Create alerts for your Synapse Dedicated SQL Pool
Author: @NickSalch is a Sr. Program Manager in the Azure Synapse Customer Success Engineering (CSE) team.
Introduction
In this article, I will discuss how to configure alerts for you Azure Synapse dedicated SQL pool and provide recommended alerts to get you started. Enabling alerts allows you to detect workload issues sooner allowing you to take action earlier to minimize end-user impact.

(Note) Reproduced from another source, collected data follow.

PR #2, opened 2022-06-18
.github/workflows: Automatically build package

mrnuke:
Add a hacky github workflow file to automatically build an ipk on
pushes or pull requests. This is barely held together by duct tape and
nails. It's not supposed to be pretty.

Under the skirt, this works by running the openwrt SDK under a docker
container. The realtek-poe package is dropped under the "packages/"
dir of the SDK, enabling the package to build as if it were a core
package. This is a simple, albeit unelegant sulotion to get an ipk.


Hurricos:
Looks good. Merged.

PR #3, opened 2022-06-19
realtek-poe: Fix status for devices with more than 8 PoE ports

mrnuke:
Only status data for the first 8 ports was requested. Most devices
have 8 ports, and the reply packet has room for 8 ports. It was the
perfect match!

People quickly figured out realtek-poe works for unicorn switches with
more than 8 PoE ports. And so they did. And they increased MAX_PORT
without regards to the out-of-bounds access problem they created. And
realtek-poe refused to crash!

Stop reading past the end of the packet in poe_reply_port_overview().
Just requests more packets if there are more than 8 ports.

Fixes: https://github.com/Hurricos/realtek-poe/commit/8c429f1d17e1e5b063043ee06a791fcb2bfcaf20 ("realtek-poe: Increment up to MAX_PORT, not 8")

### DIFF
--- a/src/main.c
+++ b/src/main.c
@@ -467,18 +467,18 @@ poe_reply_port_ext_config(unsigned char *reply)
 	return 0;
 }
 
-/* 0x2a - Get all port status */
-static int
-poe_cmd_port_overview(void)
+/* 0x28 - Get all all port status */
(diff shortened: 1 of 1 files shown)


Hurricos:
As far as I can tell, this PR is superseded by #6, so I'm closing it.

Re-open if I'm wrong. :^)

mrnuke:
You are correct. I had expected github to detect this and auto-close this PR.

PR #4, opened 2022-06-21
Cleanup code madness, round 1

mrnuke:
Main point of this PR is to eliminate ~50 lines of code while maintaining functionality.

### DIFF
--- a/src/main.c
+++ b/src/main.c
@@ -37,8 +37,8 @@ struct port_config {
 struct config {
 	int debug;
 
-	int budget;
-	int budget_guard;
+	float budget;
+	float budget_guard;
 
 	int port_count;
 	struct port_config ports[MAX_PORT];
@@ -391,7 +391,7 @@ poe_cmd_power_mgmt_mode(unsigned char mode)
 
 /* 0x18 - Set global power budget */
 static int
-poe_cmd_global_power_budget(int budget, int guard)
+poe_cmd_global_power_budget(float budget, float guard)
 {
 	unsigned char cmd[] = { 0x18, 0x00, 0x00, 0x00, 0x00, 0x00, 0x00 };
 
--- a/src/main.c
+++ b/src/main.c
@@ -66,8 +66,6 @@ struct cmd {
 	unsigned char cmd[12];
 };
 
-static struct uloop_timeout state_timeout;
-static struct ubus_auto_conn conn;
 static struct ustream_fd stream;
 static LIST_HEAD(cmd_pending);
 static unsigned char cmd_seq;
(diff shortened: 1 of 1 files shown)


src/main.c
```diff
@@ -391,7 +391,7 @@ poe_cmd_power_mgmt_mode(unsigned char mode)
 
 /* 0x18 - Set global power budget */
 static int
-poe_cmd_global_power_budget(int budget, int guard)
+poe_cmd_global_power_budget(float budget, float guard)
```
Hurricos, line 345: `write16_be` [expects](https://github.com/Hurricos/realtek-poe/blob/db485c85b2c6c997049b81c44a3c0d6d57d1728c/src/main.c#L400) a `uint16_t`, yet this change causes it to now be passed a float, twice ([`float * int = float`](https://stackoverflow.com/a/17057689)).

I'd ask you to cast, but I'm more alarmed by the fact that this code compiles and works.

src/main.c
```diff
@@ -89,99 +89,50 @@ static void write16_be(uint8_t *raw, uint16_t value)
 	raw[1] =  value & 0xff;
 }
 
-static void
```
Hurricos, line 94: I think I've seen this pattern elsewhere in OpenWrt uci parsing code -- maybe it exists to standardize it and make it machine-readable? -- but --

1) I might be wrong and this part of `realtek-poe` might just be a blogicism
2) Even if I found this pattern in other uci / ubus parsing code, I don't think I'd be able to call up the right people to explain their patterns.

So this has my blessing.

Hurricos (commented):
Added just a bit of review. That which isn't over my head looks good -- I will say that my tweaks to the code to enable sending frames through ubus were very much mechanically added, I believe by adapting ubus hooks from wpa_supplicant.

Hurricos:
Feedback given. Tweak to cast those floats before `write16_be` (or tell me what I'm missing), and we can merge this and take a look at merging #6 using fewer commits.

src/main.c
mrnuke: There's an implicit int conversion. That is valid C.

Now there is an issue if the result is outside of [0, UINT16_MAX]. But that issue also existed before this patch,

mrnuke: Here's the wording from the C standard, for those playing along at home:

```
6.3.1.4 Real floating and integer
1 When a finite value of real floating type is converted to an integer type other than _Bool,
the fractional part is discarded (i.e., the v alue is truncated to ward zero). If the v alue of
the integral part cannot be represented by the integer type, the behavior is undefined.
```

Hurricos: *That's* what I'm missing :^)

Hurricos:
I am comfortable with this; the lack of WIP suggests you are as well. Merged.

PR #8, opened 2022-06-28
 realtek-poe: Get port count from config, not system status packet

mrnuke:
The initial assumption that there are eight PoE ports is not always
valid. This assumption was corrected with the receipt of the first
status packet, but that is too late. When this packet arrives, the
initial config will have already happened. Thys ports above 8 do not
get configured. One might dare call this a race condition.

Use the config file to determine the port count. Remove the assumption
that the system has eight ports. It is not problematic if the config
has more ports than the sytem. The MCU will respond with all f's to
commands for invalid ports.

The case where the system has more ports than the config is not
handled. It doesn't have to be. The "poe info" command only sends data
for configred ports that are enabled. There's no point in probing
anything more.

### DIFF
--- a/src/main.c
+++ b/src/main.c
@@ -40,7 +40,7 @@ struct config {
 	float budget;
 	float budget_guard;
 
-	int port_count;
+	unsigned int port_count;
 	uint8_t pse_id_set_budget_mask;
 	struct port_config ports[MAX_PORT];
 };
@@ -674,7 +674,7 @@ poe_stream_open(char *dev, struct ustream_fd *s, speed_t speed)
 static int
 poe_port_setup(void)
 {
-	int i;
+	size_t i;
 
 	for (i = 0; i < config.port_count; i++) {
 		if (!config.ports[i].enable) {
@@ -729,7 +729,7 @@ poe_initial_setup(void)
 static void
 state_timeout_cb(struct uloop_timeout *t)
 {
-	int i;
+	size_t i;
 
 	poe_cmd_power_stats();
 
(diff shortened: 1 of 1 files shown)


src/main.c
```diff
@@ -112,6 +113,7 @@ static void load_port_config(struct uci_context *uci, struct uci_section *s)
 		ULOG_ERR("invalid port id=%lu for %s", id, name);
 		return;
 	}
+	config.port_count = MAX(config.port_count, id);
```
Hurricos, line 116: I was a little worried about a race condition against a callback after a reload if the port count changes, but I don't think there's reason to worry about it here.

Hurricos:
Works for me on my ZyXEL GS1900-24HPv1.

Tested-by: Martin Kennedy <hurricos@gmail.com> (not gonna bother adding that to the commits, though).

src/main.c
mrnuke: This may be asynchronous code, but it is sequential. You're guaranteed to exit `load_port_config()` before you reach other parts of the code that use this config. You don't need to be re-entrant or thread-safe because you're not being pre-empted or context-swapped by some other task.

Hurricos: I was thinking something like `ubus call poe info` ... but now I'm realizing how little I know/knew about how ubus is written -- I'm guessing that the consumption of tasks is performed by the daemon exposing the callback through its use of a `uloop`? Rather than there being some kind of shared object code being exposed to the `ubus` binary here.

mrnuke: There's one event loop. There's only one function ever getting called at any given time. If you look carefully, you won't see any blocking function. No sleep() or wait_for(). If a function were to block, then we couldn't process events for that amoutn of time. ubus events are no different. In the end you're waiting fir events on a file descriptor or socket.

PR #14, opened 2022-07-03
realtek-poe: Do not disable PoE on all ports during setup

Hurricos:
realtek-poe: Do not disable PoE on all ports during setup

When `/etc/init.d/poe restart` is invoked, the startup process calls
`poe_cmd_global_port_enable(0)`, which causes all PoE sinks connected
to the powering device will temporarily lose power and reboot.

Fix this by removing that `poe_cmd_global_port_enable(0)` from
`poe_initial_setup`.

Also, since this is the only use of `poe_cmd_global_port_enable`,
remove it entirely.

Signed-off-by: Martin Kennedy <hurricos@gmail.com>

### DIFF
--- a/src/main.c
+++ b/src/main.c
@@ -285,20 +285,6 @@ static int poe_cmd_port_mapping_enable(bool enable)
 	return poe_cmd_queue(cmd, sizeof(cmd));
 }
 
-/* 0x06 - Set global port enable
- *	0: Disable PSE Functionality on all Ports
- *	1: Enable PSE Functionality on all Ports
- *	2: Enable Force power Functionality on all ports
- *	3: Enable Force Power with Disconnect Functionality on all Ports
- */
-static int
-poe_cmd_global_port_enable(unsigned char enable)
-{
-	unsigned char cmd[] = { 0x06, 0x00, enable };
-
-	return poe_cmd_queue(cmd, sizeof(cmd));
-}
-
 /* 0x10 - Set port detection type
  *	1: Legacy Capacitive Detection only
  *	2: IEEE 802.3af 4-Point Detection only (Default)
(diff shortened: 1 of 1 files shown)


mrnuke:
Are you sure we want to add `poweron` and `poweroff` at this point?

Picturing this in a luci intreface, such as "Network->Switch", Do we want a big button "Turn off all ports"? Though I see the usefulness of having a way to cut off power, that's also easy to type.

I propose one of the following two things:

1. Remove `poe_cmd_global_port_enable()` for now. It's trivial to add later.
2. squash the two commits into one, and feel free to take credit. You have a point between the first and second that the code won't compile. I'd rather avoid that.

Hurricos:
> 2\. You have a point between the first and second that the code won't compile. I'd rather avoid that.

You might be mistaking the order. 5822e926d16d33449eb1a66148484cbf15b50b6d is the parent of d3ab2e9eaae70e7f04d8bd471ce3120b64d4351c. I did this intentionally to avoid a non-compiling commit.

RE: 1):
- It's annoying to remove and add code to satisfy the compiler gods,
- We ought to expose whatever functionality we don't use to `ubus`,

... but:

- I can see that the commit text in 5822e926d16d33449eb1a66148484cbf15b50b6d is more drafty than you'd like.
- Leaving half-baked functionality is bad; exposing functionality should be done intentionally as part of a larger patchset to change the model of interacting with the MCU.
- Reducing LOC is good

Hurricos:
Force-pushed everything back, dropping 5822e926d16d33449eb1a66148484cbf15b50b6d from the patchset.

mrnuke:
My previous argument was not about the theological principle of appeasing the compiler gods. It has more to do with the practical aspects of maintaining causality for `git bisect` operations.

If you're willing to drop the URLs and parenthetical references (with one or more parentheses) from the commit message, that would be awesome. Otherwise :+1:

Hurricos:
> If you're willing to drop the URLs and parenthetical references (with one or more parentheses) from the commit message, that would be awesome. Otherwise +1

Advice taken.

In Azure Synapse, alerts can be triggered by Azure Metrics data or data in Log Analytics, this post will provide examples for both scenarios. Azure Metrics provide resource-based metrics that allow you to alert when you have resource issues. Azure Log Analytics provides query-based logs that allow you to trigger on things like large operations, long-running operations, long queueing, etc. When writing alerts against Log Analytics data you can be much more creative in the types of things you alert on since anything you write a KQL query for can be turned into an alert.
Alert trigger frequency
It's very important that you only create alerts that are actionable. An alert that is triggered frequently without no action-item for the person receiving the alert will eventually be ignored. In this case they may start ignoring other, more important alerts as well. There should be clear criteria "when you see this alert, you should do this". For instance, if you get an alert for high tempdb usage, you should investigate large data movement operations to see if there is a query using too much tempdb.
High-level steps:
Creating an alert consists of 2 major steps:
- Determine the logic that triggers the alert
- Create an action group that tells the alert what to do when triggered
For notification alerts you can trigger an email, SMS message, Azure app notification, or phone call. You can select multiple options as well:
In this post we will focus on the notification-based alerts above, but you can extend these alerts to take an action if desired. If you would like to trigger an action here are the types of actions to choose from:
Creating your first alert
Let's walk through creating an alert so you can see the end-to-end process, then I will provide some sample alerts so you can configure some alerts to get you started. The alert we are creating is going to:
- Every 5 minutes look at the past 5 minutes of data
- Pick the maximum value out during that period
- Trigger an alert if that value is greater than 45% - you can alter this amount based on your alert history in the 'preview'
Steps:
- Navigate to your dedicated SQL Pool in the Azure Portal
- Navigate to the 'Alerts' blade on the left pane
- Select 'Create' -> 'Alert Rule'
- Select the signal - in this example we will create 'Local tempdb used percentage'. You may have to click 'see all signals' to get the full list.
- Set alert logic
- Threshold: Static
- Aggregation type: Maximum
- Operator: Greater than
- Threshold value: 45
- Set 'When to evaluate'
- Check every: 5 minutes
- Lookback period: 5 minutes
- In the 'preview' window, set the time range to 'over the last week' and evaluate if 45% is too low. If you see spikes to right around 45%, but dropping immediately after, you may want to raise this threshold to 50% or 55%.
- Select 'Next: Actions:'
- If you have not already created an action group, select 'Create Action Group'
- Give the action group a Name and click 'Next: Notifications'
- Set notification type to 'Email/SMS message/Push/Voice'
- Name this action, you may reuse this action for other alerts, so make it descriptive in the action it takes
- In the right pane that popped up (if it didn't hit the pencil icon) set the checkmark for 'Email' and enter the email of a user or group you would like to notify
- Select 'OK'
- Select 'Review + Create'
We are not setting up actions for this alert, but if you want to configure the alert to take an action, then select 'Next: Actions >' and configure an action.
-
Select 'Create'
Repeat this same process for other alerts. Below are the settings for recommended alerts for you to configure and are a good entry-point for setting up alerts on your dedicated SQL pool. You should regularly evaluate the utility of an alert as well as the thresholds to make sure they are firing at the right time and with the right frequency.
Recommended Alerts
The TempDB alerts are the most important alerts in this list and every dedicated pool should be monitoring tempdb usage. TempDB is where we store the intermediate results of data movement or spilling due to under-granting memory to a particular query. High tempdb usage may be an indicator of problem queries. I also provide a number of other alerts as well that you may implement depending on how actively you would like to monitor your system.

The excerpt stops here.